Sayang, dalam pernyataannya pemerintah Taiwan masih belum mau menjelaskan apakah investigasi tersebut meliputi kemungkinan larangan penjualan produk-produk Xiaomi di bawah harga pasar Taiwan atau tidak.
Namun keterangan yang dipublikasikan sebuah situs eksekutif di Taiwan pada Selasa kemarin (23/9) menyebutkan, sejumlah ponsel pintar keluaran Xiaomi secara otomatis mengirimkan data-data pengguna ponsel ke server pusat perusahaan tersebut, yang ada di Beijing. Walhasil, kecurigaan adanya pelanggaran keamanan pun menyeruak.

Pihak Xiaomi sampai berita ini diturunkan, masih enggan memberikan pernyataan. Padahal, kasus tersebut dengan cepat menjadi perhatian publik dan mengingatkan kembali pada teknologi pengawas perusahaan-perusahaan Tiongkok yang berorientasi pada pasar luar negeri.
Beijing juga khawatir
Masalah ini juga membesar menyusul kekhawatiran Beijing terhadap terhadap potensi ancaman keamanan cyber dari luar, apalagi seteleh negara Tirai Bambu itu berhasil menjadi negara dengan perekonomian terbesar kedua di dunia.

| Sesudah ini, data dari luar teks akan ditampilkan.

PR #4078, opened 2023-11-14
Transparent pusher creation

stefanceriu:


proposals/4078-transparent-pusher-creation.md
```diff
@@ -0,0 +1,29 @@
+# MSC4078: Registering pushers against push notificatiom services should forward back failures
```
clokep, line 1:
```suggestion
# MSC4078: Registering pushers against push notification services should forward back failures
```

proposals/4078-transparent-pusher-creation.md
```diff
@@ -0,0 +1,29 @@
...
+
+## Background
+
+It's quite common for push notification services to throw back various errors when trying to register a pusher. [The spec](https://spec.matrix.org/latest/client-server-api/#post_matrixclientv3pushersset) doesn't currently specify that those errors should be sent back to the original caller, letting it believe everything is fine. It handles missing parameters in the request body and rate-limiting but nothing coming back from the push notification service.
```
clokep, line 5: Linking to a version of the spec is preferred so that it is a permalink:

```suggestion
It's quite common for push notification services to throw back various errors when trying to register a pusher. [The spec](https://spec.matrix.org/v1.8/client-server-api/#post_matrixclientv3pushersset) doesn't currently specify that those errors should be sent back to the client, letting it believe everything is fine. It handles missing parameters in the request body and rate-limiting but nothing coming back from the push notification service.
```

proposals/4078-transparent-pusher-creation.md
```diff
@@ -0,0 +1,29 @@
...
+
+The push notification service can decide to deny requests for a variety of reasons ranging from bad request and internal errors to certificate and device token expirations e.g. [APNs errors](https://developer.apple.com/documentation/usernotifications/setting_up_a_remote_notification_server/handling_notification_responses_from_apns)
+
+## Problem
+
+We are getting reports that users are missing push notifications entirely which we tracked down to APNs returning 410s behind the scenes. As the application is never informed about this there is no straight forward way for it to try to re-register a pusher with a new device token. The application does try to update its pusher every time it becomes active but that's no good if the token it's using is always the same.
+
+## Proposal
+
+The most straight forward solution would be to directly expose the underlying errors on POST `/pushers`. We cannot know beforehand what the final service used is so we shouldn't attempt to wrap errors and just rely on HTTP semantics.
```
clokep, line 15: I think I'm not *quite* following what's happening; is it the following:

1. The client configures a pusher.
2. The homeserver happily uses that pusher for a bit.
3. For some reason, the push service starts erroring.
  1. The error gets receive by the push gateway which passes it on.
  2. The homeserver receives the error and deletes the pusher.
4. The user receives no more pushes.
5. On next app launch (?) we go back to 1.

Is that accurate or is something else happening?

I'm unsure why `POST /pushers/set` is the proper place to return an error? How would the homeserver even track that?

stefanceriu: > On next app launch (?) we go back to 1.

yes, but this time round the the token will be reported as invalid by the APNs and the error will be forwarded back from synapse to the client. The client can then requests a new token from Apple and start again from 1.

> I'm unsure why POST /pushers/set is the proper place to return an error? How would the homeserver even track that?

talked about this offline: we believe the best solution is to check that the pusher config is actually valid as soon the creation request comes in as opposed to deferring it until trying to send the first push and then failing silently.

proposals/4078-transparent-pusher-creation.md
```diff
@@ -0,0 +1,44 @@
...
+## Problem
+
+We are getting reports that users are missing push notifications entirely which we tracked down to APNs returning 410s
+behind the scenes. As the application is never informed about this there is no straight forward way for it to try to
+re-register a pusher with a new device token. The application does try to update its pusher every time it becomes active
+but that's no good if the token it's using is always the same.
+
+## Proposal
+
+The most straight forward solution would be to directly expose the underlying errors on POST `/pushers`. We cannot know
```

Selama ini, Beijing dan perusahaan-perusahaan asal negeri itu acap dituding telah melakukan kejahatan cyber dan mata-mata terhadap sektor industri.
Pemerintah Taiwan pun ikut-ikutan waswas, mengingat Beijing boleh di bilang cukup bergantung pada wilayah itu. Kritik pun akhirnya bermunculan dan menuding Beijing sengaja memperluas sayap perekonominya ke sana supaya bisa mempengaruhi pemerintah dan warga setempat terkait kebijakan politiknya.

Produk-produk keluaran Xiaomi bukan hanya laris manis di negara asalnya, tetapi pangsa pasarnya sudah mencapai ke beberapa negara Asia, diantaran Singapura, Malaysia, Indonesia, Filiphina dan India. Diperkirakan, Xiaomi juga akan mengembangkan sayap bisnisnya ke Thailand, Brazil dan Meksiko.
Line juga dicurigai
Selain Xiaomi, tuduhan keamanan juga mengarah pada layanan pesan singkat yang sedang naik daun dan sangat digandrungi masyarakat Jepang, Line. Layanan millik Naver Corp asal Korea Selatan itu, bakal dilarang dipakai pada komputer-komputer yang digunakan terkait tugas-tugas pemerintah, dengan alasan keamanan.

Juru bicara Line mengatakan kepada kantor berita Reuters, pihaknya sedang melakukan investigasi terhadap tuduhan tersebut. Namun seperti sudah di duga, tidak disebutkan secara rinci bagaimana proses penyidikan itu berjalan.